DATA SECTION:
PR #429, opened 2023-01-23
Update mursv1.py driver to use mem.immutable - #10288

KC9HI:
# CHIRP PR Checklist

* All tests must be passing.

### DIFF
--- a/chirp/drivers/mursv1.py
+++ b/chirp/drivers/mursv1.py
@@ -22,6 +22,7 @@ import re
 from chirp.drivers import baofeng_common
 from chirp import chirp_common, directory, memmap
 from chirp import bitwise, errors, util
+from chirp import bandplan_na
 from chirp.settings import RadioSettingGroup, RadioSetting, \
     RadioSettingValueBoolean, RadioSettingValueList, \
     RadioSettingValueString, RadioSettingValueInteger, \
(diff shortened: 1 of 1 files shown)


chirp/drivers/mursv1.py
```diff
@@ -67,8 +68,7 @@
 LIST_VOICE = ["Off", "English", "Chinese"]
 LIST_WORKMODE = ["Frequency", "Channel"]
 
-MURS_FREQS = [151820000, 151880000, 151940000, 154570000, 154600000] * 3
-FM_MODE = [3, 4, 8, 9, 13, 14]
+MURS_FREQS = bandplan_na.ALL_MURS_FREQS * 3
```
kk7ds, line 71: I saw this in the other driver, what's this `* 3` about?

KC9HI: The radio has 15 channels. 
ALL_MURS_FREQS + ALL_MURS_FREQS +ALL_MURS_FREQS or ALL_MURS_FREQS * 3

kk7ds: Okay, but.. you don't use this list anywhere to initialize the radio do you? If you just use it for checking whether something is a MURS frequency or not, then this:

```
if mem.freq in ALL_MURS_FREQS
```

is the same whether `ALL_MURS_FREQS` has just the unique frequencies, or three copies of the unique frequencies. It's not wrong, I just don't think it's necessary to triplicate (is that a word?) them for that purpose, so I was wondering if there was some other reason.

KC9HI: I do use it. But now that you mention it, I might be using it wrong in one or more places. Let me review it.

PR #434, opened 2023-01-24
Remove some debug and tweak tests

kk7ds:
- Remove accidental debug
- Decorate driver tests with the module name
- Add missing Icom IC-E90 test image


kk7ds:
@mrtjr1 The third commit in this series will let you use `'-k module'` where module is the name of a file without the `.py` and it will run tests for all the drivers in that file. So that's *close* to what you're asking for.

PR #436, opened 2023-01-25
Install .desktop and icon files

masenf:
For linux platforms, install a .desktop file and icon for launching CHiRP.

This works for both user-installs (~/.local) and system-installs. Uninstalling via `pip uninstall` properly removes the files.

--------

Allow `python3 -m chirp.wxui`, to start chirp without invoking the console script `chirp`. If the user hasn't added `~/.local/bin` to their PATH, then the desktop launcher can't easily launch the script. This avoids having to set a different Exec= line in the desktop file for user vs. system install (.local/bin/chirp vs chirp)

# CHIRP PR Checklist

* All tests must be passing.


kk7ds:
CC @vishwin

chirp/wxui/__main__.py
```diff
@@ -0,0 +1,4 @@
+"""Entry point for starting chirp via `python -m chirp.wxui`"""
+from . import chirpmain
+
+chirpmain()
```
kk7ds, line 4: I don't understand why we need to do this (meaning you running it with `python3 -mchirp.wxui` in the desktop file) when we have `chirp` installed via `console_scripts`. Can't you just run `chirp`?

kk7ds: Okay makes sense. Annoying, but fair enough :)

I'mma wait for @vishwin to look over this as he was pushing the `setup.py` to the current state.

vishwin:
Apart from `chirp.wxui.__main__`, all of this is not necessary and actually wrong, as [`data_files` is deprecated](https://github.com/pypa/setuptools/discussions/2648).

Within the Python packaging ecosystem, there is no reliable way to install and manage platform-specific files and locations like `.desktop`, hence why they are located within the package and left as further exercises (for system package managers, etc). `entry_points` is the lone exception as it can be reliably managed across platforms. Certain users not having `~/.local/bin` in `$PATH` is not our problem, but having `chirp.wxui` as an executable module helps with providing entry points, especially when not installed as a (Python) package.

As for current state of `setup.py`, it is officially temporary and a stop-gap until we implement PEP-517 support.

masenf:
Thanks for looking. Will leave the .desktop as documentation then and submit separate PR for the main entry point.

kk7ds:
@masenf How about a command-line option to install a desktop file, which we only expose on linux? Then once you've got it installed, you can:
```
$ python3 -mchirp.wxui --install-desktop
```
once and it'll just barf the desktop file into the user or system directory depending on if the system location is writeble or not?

WHAT YOU HAVE TO DO:
What lines in the material above include "wxui"? Copy every one of them.

SOLUTION FOR THIS PROBLEM:
Allow `python3 -m chirp.wxui`, to start chirp without invoking the console script `chirp`. If the user hasn't added `~/.local/bin` to their PATH, then the desktop launcher can't easily launch the script. This avoids having to set a different Exec= line in the desktop file for user vs. system install (.local/bin/chirp vs chirp)
chirp/wxui/__main__.py
+"""Entry point for starting chirp via `python -m chirp.wxui`"""
kk7ds, line 4: I don't understand why we need to do this (meaning you running it with `python3 -mchirp.wxui` in the desktop file) when we have `chirp` installed via `console_scripts`. Can't you just run `chirp`?
Apart from `chirp.wxui.__main__`, all of this is not necessary and actually wrong, as [`data_files` is deprecated](https://github.com/pypa/setuptools/discussions/2648).
Within the Python packaging ecosystem, there is no reliable way to install and manage platform-specific files and locations like `.desktop`, hence why they are located within the package and left as further exercises (for system package managers, etc). `entry_points` is the lone exception as it can be reliably managed across platforms. Certain users not having `~/.local/bin` in `$PATH` is not our problem, but having `chirp.wxui` as an executable module helps with providing entry points, especially when not installed as a (Python) package.
$ python3 -mchirp.wxui --install-desktop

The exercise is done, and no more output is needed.